Quelques personnes se déplacèrent me dégageant enfin la vue sur le président. Là, d’un coup, j’avais eu l’impression de perdre le sens des réalités et je m’étais arrêtée. Sinshy tout fier à la place d’honneur, ça n’allait pas. C’était le président Eysky qui aurait dû être là. Bien sur, je savais qu’il était mort et que cette tête d’œuf l’avait remplacé, mais peut-être qu’avant ce moment, je ne l’avais pas vraiment réalisé. D’un coup, ce n’était plus des paroles, c’était la réalité que j’avais devant moi. C’était fini les airs désespérés d’Eysky dès que je faisais une bêtise, ses tentatives ridicules pour obtenir mon amitié dans l’espoir que j’agisse sur Plume à son avantage, ses grands discours sur ses espoirs pour les Maÿcentres auxquels il croyait avec tant de ferveur. Celui que j’avais devant moi n’essayerait pas de me convaincre de quoi que ce soit, ni même de discuter.

Je savais que quelqu’un me parlait mais je n’entendais pas. J’étais comme hypnotisée par le spectacle devant moi. « Alors, Eysky est vraiment mort » murmurai-je tout doucement traversée par une sincère tristesse.
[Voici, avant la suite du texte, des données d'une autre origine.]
PR #1838, opened 2024-08-16
Add backup tests for foreman-proxy

ehelms:


bats/fb-test-backup.bats
```diff
@@ -58,6 +58,18 @@ BACKUP_ONLINE_DIR="${BACKUP_BASE_DIR}/online"
   tFileExists "${BACKUP_OFFLINE_DIR}/pulp_data.tar"
 }
 
+@test "check offline backup contents for Foreman Proxy" {
```
ekohl, line 61: This test only works on content proxies. I'm not entirely sure if this is the right way:
```suggestion
@test "check offline backup contents for Foreman Proxy Content" {
```

Then it should also test for `foreman-installer-katello` to be present or otherwise skip it.

bats/fb-test-backup.bats
```diff
@@ -83,3 +97,15 @@ BACKUP_ONLINE_DIR="${BACKUP_BASE_DIR}/online"
...
+@test "check online backup contents for Foreman Proxy" {
+  tForemanMaintainAvailable
+
+  if tPackageExists foreman; then
+    skip "Stand-alone foreman-proxy test"
+  fi
+
+  tFileExists "${BACKUP_ONLINE_DIR}/pulp_data.tar"
+  tFileExists "${BACKUP_ONLINE_DIR}/pulpcore.dump"
+  tar -tvf "${BACKUP_ONLINE_DIR}/config_files.tar.gz" | grep "${HOSTNAME}.tar.gz"
```
jameerpathan111, line 110:
```suggestion
  tar -tvf "${BACKUP_ONLINE_DIR}/config_files.tar.gz" | grep "${HOSTNAME}-certs.tar"
```
It should be like this, or at least that's how the file on my machine is.

jameerpathan111 (changes requested):

bats/fb-test-backup.bats
ehelms: This depends on what you pass to the certs generate command. And our role in forklift uses: `foreman_proxy_content_certs_tar: "/root/{{ ansible_nodename }}.tar.gz"`

ekohl (approved):
@evgeni knows more about backups so I'd prefer if he also weighed in.

bats/fb-test-backup.bats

Quelqu’un me tira soudain et m’entraîna vers l’avant. Faire ce qu’on lui dit la petite sorcière. Je poussais un cri en revenant à la réalité devant se déferlement de dégoût.
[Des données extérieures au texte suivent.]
PR #1839, opened 2024-08-16
Foreman 3.12 branching

pcreech:


vagrant/config/versions.yaml
```diff
@@ -101,6 +101,20 @@ installers:
...
 
+  - foreman: '3.12'
+    katello: '4.14'
+    candlepin: '4.4'
+    pulpcore: '3.49'
+    puppet: 8
+    boxes:
+      - 'almalinux8'
+      - 'almalinux9'
+      - 'centos8-stream'
```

Le général Gentry commanda à ses hommes de me lâcher avec un affolement qui n’était pas feint mais ils me poussèrent sans ménagement devant eux. Je sentis encore l’impatience de l’homme qui espérait un châtiment exemplaire et je m’écroulai devant le nouveau président.

« Quel plaisir de vous voir ainsi Adarii. Vous n’imaginez pas depuis combien de temps je ne rêve que de ça »
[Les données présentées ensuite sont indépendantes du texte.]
PR #1840, opened 2024-08-18
Allow foreman_proxy_content_dev to run as non-vagrant user

wbclark:


ekohl (approved):
Looks correct to me and I certainly like this formatting more.

PR #1842, opened 2024-08-20
Update configuration file

archanaserver:


ekohl (changes requested):
This PR is not very descriptive. When reading it I don't understand why this is being changed. The summary is also not very helpful.

When I start to look at it, I see the directory also has `pipelines/vars/common/foreman_nightly_centos7.yml` and `pipelines/vars/common/katello_nightly_centos7.yml` which makes me wonder: why do we keep those? And further, why do we even have these files? We've supported CentOS 9 for some time and the pipelines were passing.

I have some vague recollection @ehelms used these when manually testing and b62c9d9b63b38abd89c647f01c6dd3612018d480 (the commit that introduced it) doesn't show any code that actually uses it.

My advice would be to at least also remove CentOS 7 (which is also EOL) and come up with a better summary.

ekohl (approved):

Je me relevai aussi vite que mes membres endoloris me le permettaient.

Comme à son habitude, Sinshy ou plutôt Synshy, puisque sa promotion lui avait valu un y supplémentaire, avait la tête basse et une aura malsaine l’entourait. Comme les mauvaises choses ne changeaient jamais, je reconnus la Main à ses cotés qui jubilait d’une joie mauvaise. Pendant un moment, personne ne dit mot. Synshy prit calmement un de ses infects cigarillo et relevant enfin la tête, m’envoya une bouffée en pleine figure.

Malgré tous mes efforts, je ne pus m’empêcher de tousser.

« Petite vermine qui disait sans cesse qu’elle ne recevait d’ordre que du président. Et bien, vous l’avez en face de vous » Il m’avait craché cela au visage émanant un plaisir sordide. « Alors, couvrez-vous et baissez la tête, je n’ai aucune envie de voir vos jolis yeux perfides ». Tout en disant cela il rabattit mon foulard qui était tombé quand on m’avait bousculée.

Prise d’une sotte assurance, j’oubliai un instant que je devais me taire et je répliquai avec autant de dégoût dans la voix que lui : « J’ai dit que j’obéissais au président Eysky, jamais je n’ai parlé de vous quelque soit votre rang.

- Stupide, même avec lui vous n’en faisiez qu’à votre tête. Complot avec le deuxième satellite et avec Saphir, acte de violence envers le fils du président et je ne parle pas de vos insubordinations quotidiennes. Je ne sais pas encore ce que je vais faire de vous. Peut-être les Terriens seraient-ils content de vous étudier, ou alors, le satellite Exil vous accueillerait volontiers.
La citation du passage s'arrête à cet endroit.